The economy has hit our club membership hard and we are looking for several new members. The following should answer some of the common questions. 


1784 acres that border Clybel WMA
Club has leased this land from private owner since 1964. This is not paper company land. 
Pines and hardwoods with several creek bottoms. Pines were thinned about 12 years ago. Loading decks were turned into small food plots. 
Officers are elected by membership every year. Rules changes are voted on by the entire membership. 
Antler restrictions 
Camp with electricity available. No Water. 
Several Camper spots available
Dues are $1000/year + $100 if you connect to electricity; includes spouse, dependents, and grand kids under 16 years old. Dependents are defined by IRS rules. 
Limited to 25 members. 
Limited ATV use during deer season
Sign in/sign out system on map at clubhouse. No "reserved" areas.
For a copy of club rules and answers to any other questions you may have, send me a PM with your email address or call me at 678-342-9191. 

Thanks, 

Scott


----------



## Hunter922 (Mar 27, 2011)

PM sent


----------



## wesley258 (Mar 27, 2011)

how many members on the club ?


----------



## ScottA (Mar 28, 2011)

25 members


----------



## ScottA (Mar 28, 2011)

All PM's answered and emailed rules to those who requested.


----------



## ScottA (Mar 28, 2011)

Latest PM's and emails answered.


----------



## ScottA (Mar 29, 2011)

PM's answered


----------



## ScottA (Mar 30, 2011)

Both PMs answered.


----------



## ScottA (Apr 1, 2011)

Last PM answered.


----------



## ScottA (Apr 4, 2011)

Btt


----------



## ScottA (Apr 5, 2011)

Biggdogg, welcome to the club.

PM's from last night answered.


----------



## ScottA (Apr 15, 2011)

PM's answered yesterday


----------



## ScottA (Apr 21, 2011)

Latest PM's answered.


----------



## ScottA (Apr 29, 2011)

Several memberships still available.


----------



## DAVID STEELE (May 3, 2011)

Possibly interested give me a call 678-758-9907


----------



## onfhunter1 (May 3, 2011)

well i guess it did not hit  to hard  with dues at a 1000 dollars!!!!!!!!!!!!!!!!!!!!!!!!!!!!!!!!!!!!!!!!!!!!!!!!!!!!!!!!


----------



## ScottA (May 11, 2011)

PM's answered & rules have been emailed to all who requested.
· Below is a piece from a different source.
PR #4439, opened 2025-12-09
fixup: asynchronous runtime support: fix the C++20 build

dzarukin:
[MFDNN-14455](https://jira.devtools.intel.com/browse/MFDNN-14455)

Some memberships have been filled and some memberships are still available.


----------



## ScottA (May 17, 2011)

Another membership filled, still more available.


----------



## ScottA (May 24, 2011)

Showed lease this past weekend to potential member and he wrote me a check before he left. Still have several openings.


----------



## ScottA (Jun 10, 2011)

Had a group of 5 back out, so we have 5 memberships available.


----------



## ScottA (Jun 11, 2011)

All PM's answered by email.


----------



## ScottA (Jun 17, 2011)

PM answered


----------



## ronniehstone (Jun 18, 2011)

hey scott this is probably a question that i already know the answer to but do yall do QDM


----------



## ScottA (Jun 25, 2011)

Ronnie,  

Sorry I have been checking and responding top the PM's and phone call but haven't checked this post in a while. Yes we do practice QDM


----------



## ScottA (Jun 27, 2011)

PM answered


----------



## ScottA (Jun 30, 2011)

Btt


----------



## ScottA (Jul 14, 2011)

2 memberships filled this past weekend. We have 3 memberships available.


----------



## ScottA (Jul 22, 2011)

btt


----------



## Kheart (Jul 26, 2011)

Interested in membership.  Mostly bow hunt. Need info.  Thanks.


----------



## ScottA (Jul 28, 2011)

PM sent


----------



## jmh5397 (Aug 6, 2011)

Appreciate you showing the land this weekend, Scott!  Thanks alot.


----------



## ScottA (Aug 7, 2011)

Welcome aboard Jason.

Two memberships filled this week, only one left.


----------



## ScottA (Aug 11, 2011)

All available memberships have been filled....finally. 

Thanks to all who expressed an interest in our club. 

Now I can put in time start hanging stands and working on food plots.


----------